Karşı Tarafın Savunması: İstisnadan yararlanmanın öncelikli şartının taşınmaz ticareti ile uğraşılmaması olduğu, arsa satışındaki kazancın faaliyetlerinden bağımsız arızi bir kazanç olduğu, hasılat paylaşımlı arsa satışının normal bir arsa satışından farkının bulunmadığı, söz konusu modelde yalnızca satış bedelinin tespitinin farklılaştığı, arsa satışının ticari bir organizasyon niteliğinin olmadığı, istisna hükümlerinde öngörülen şartların kendileri nezdinde gerçekleştiği savunulmaktadır.

Karar: Bölge idare mahkemelerinin nihai kararlarının temyizen bozulması, 2577 sayılı İdari Yargılama Usulü Kanunu'nun 49. maddesinde yer alan sebeplerden birinin varlığı hâlinde mümkündür.
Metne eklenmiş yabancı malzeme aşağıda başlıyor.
PR #3478, opened 2023-12-12
Fix compile error: borrow of moved value: `header`

chrislearn:


seanmonstar:
What do you mean compile error? It seemed to compile without this change.

chrislearn:
Use command ` cargo build --features full --features tracing` or ` cargo build --all-features full`.

I tested on windows11 stable-x86_64-pc-windows-msvc  and wsl2 ubuntu stable-x86_64-unknown-linux-gnu.

seanmonstar (approved):
Ah, I see what you mean. I guess our CI doesn't check building with unstable tracing. Should fix that too. But I can verify this fixes things, thanks!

Temyizen incelenen karar usul ve hukuka uygun olup, dilekçede ileri sürülen temyiz nedenleri kararın bozulmasını gerektirecek nitelikte görülmemiştir.

 

Açıklanan nedenlerle; temyiz isteminin reddine, İstanbul Bölge İdare Mahkemesi 5. Vergi Dava Dairesinin 27.06.2019 tarih ve E:2019/1342, K:2019/2827 sayılı kararının onanmasına, 2577 sayılı İdari Yargılama Usulü Kanunu'nun 50. maddesi uyarınca, bu kararın taraflara tebliği ve bir örneğinin de Bölge İdare Mahkemesine gönderilmesini teminen dosyanın ilk derece Mahkemesine gönderilmesine, kesin olarak oybirliğiyle karar verildi.